What to do:
Return, from the data below, each line that contains the word "Request".

Records for this exercise:

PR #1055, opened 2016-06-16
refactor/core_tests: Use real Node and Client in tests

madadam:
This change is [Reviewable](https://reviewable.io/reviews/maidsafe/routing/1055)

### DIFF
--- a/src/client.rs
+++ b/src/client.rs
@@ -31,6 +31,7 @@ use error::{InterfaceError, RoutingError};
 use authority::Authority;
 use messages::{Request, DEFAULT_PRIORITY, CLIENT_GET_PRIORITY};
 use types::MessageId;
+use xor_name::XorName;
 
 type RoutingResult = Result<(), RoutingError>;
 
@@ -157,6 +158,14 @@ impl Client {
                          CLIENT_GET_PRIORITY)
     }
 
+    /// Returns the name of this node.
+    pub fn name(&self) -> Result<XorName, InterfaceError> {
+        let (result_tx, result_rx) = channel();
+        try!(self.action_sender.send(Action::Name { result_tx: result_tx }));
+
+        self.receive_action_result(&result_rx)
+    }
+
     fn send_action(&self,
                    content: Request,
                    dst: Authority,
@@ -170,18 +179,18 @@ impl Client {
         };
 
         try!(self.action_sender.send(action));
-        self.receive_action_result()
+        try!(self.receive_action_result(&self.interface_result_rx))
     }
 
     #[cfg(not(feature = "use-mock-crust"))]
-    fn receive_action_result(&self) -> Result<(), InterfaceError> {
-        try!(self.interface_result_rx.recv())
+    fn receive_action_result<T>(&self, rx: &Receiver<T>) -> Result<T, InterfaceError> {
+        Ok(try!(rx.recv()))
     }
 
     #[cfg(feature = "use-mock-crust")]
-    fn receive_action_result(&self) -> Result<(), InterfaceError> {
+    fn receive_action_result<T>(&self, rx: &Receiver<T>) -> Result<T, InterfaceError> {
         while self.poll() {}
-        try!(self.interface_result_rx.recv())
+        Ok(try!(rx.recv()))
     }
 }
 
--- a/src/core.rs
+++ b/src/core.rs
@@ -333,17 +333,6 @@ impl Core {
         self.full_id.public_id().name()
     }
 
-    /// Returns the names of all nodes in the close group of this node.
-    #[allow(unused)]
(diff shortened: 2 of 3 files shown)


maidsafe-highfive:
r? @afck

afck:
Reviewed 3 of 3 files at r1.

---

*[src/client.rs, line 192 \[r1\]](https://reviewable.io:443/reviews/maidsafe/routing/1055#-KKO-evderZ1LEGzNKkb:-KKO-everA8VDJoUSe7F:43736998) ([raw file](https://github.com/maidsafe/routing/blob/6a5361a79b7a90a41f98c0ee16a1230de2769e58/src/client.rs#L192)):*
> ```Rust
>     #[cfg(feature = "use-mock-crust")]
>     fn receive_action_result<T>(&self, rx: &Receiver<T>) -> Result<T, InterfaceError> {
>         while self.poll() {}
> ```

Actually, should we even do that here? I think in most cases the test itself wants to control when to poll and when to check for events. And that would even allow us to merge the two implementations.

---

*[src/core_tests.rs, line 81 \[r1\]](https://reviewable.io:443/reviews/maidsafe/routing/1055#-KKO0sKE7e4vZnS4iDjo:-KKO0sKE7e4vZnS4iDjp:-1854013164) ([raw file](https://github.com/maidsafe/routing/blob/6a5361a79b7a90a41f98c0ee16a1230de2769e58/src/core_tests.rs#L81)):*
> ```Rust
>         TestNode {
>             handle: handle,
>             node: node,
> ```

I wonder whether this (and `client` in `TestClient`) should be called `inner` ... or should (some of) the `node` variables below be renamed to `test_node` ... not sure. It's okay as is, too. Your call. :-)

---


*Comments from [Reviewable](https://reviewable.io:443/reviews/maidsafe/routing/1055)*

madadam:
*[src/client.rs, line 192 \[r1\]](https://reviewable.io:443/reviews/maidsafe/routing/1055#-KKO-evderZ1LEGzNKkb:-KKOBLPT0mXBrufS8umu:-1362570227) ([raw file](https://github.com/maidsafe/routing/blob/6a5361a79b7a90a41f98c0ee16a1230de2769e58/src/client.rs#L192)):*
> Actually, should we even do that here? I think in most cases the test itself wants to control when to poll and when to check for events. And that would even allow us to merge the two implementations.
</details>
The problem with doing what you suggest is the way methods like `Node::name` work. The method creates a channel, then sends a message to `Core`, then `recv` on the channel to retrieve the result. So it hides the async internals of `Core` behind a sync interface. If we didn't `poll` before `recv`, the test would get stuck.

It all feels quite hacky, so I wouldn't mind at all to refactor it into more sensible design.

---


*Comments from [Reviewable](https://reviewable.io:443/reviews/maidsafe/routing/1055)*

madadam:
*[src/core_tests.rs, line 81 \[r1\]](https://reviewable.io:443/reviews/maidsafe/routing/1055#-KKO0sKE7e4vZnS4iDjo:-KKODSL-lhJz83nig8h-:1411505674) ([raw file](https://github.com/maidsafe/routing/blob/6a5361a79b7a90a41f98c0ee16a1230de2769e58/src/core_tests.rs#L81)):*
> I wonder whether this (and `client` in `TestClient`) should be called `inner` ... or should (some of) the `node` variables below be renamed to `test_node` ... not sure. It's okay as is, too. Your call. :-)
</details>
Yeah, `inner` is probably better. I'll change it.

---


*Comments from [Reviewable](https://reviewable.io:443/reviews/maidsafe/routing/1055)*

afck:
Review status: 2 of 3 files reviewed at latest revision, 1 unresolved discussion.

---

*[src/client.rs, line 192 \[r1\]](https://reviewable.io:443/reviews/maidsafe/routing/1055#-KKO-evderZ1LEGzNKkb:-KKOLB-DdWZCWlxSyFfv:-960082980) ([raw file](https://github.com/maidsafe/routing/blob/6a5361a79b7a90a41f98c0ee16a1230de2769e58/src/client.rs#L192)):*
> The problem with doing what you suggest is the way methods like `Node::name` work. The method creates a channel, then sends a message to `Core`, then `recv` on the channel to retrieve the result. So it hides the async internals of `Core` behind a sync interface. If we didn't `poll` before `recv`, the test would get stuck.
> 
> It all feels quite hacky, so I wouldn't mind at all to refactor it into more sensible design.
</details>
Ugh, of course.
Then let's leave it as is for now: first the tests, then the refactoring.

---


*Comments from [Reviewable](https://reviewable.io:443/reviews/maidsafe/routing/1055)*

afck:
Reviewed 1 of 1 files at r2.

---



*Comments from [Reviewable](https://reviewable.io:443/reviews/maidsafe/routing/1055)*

...

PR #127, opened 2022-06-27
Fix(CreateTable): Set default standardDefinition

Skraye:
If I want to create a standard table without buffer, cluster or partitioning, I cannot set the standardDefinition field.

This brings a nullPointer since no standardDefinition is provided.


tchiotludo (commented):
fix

Exercise answer:
 use messages::{Request, DEFAULT_PRIORITY, CLIENT_GET_PRIORITY};
                    content: Request,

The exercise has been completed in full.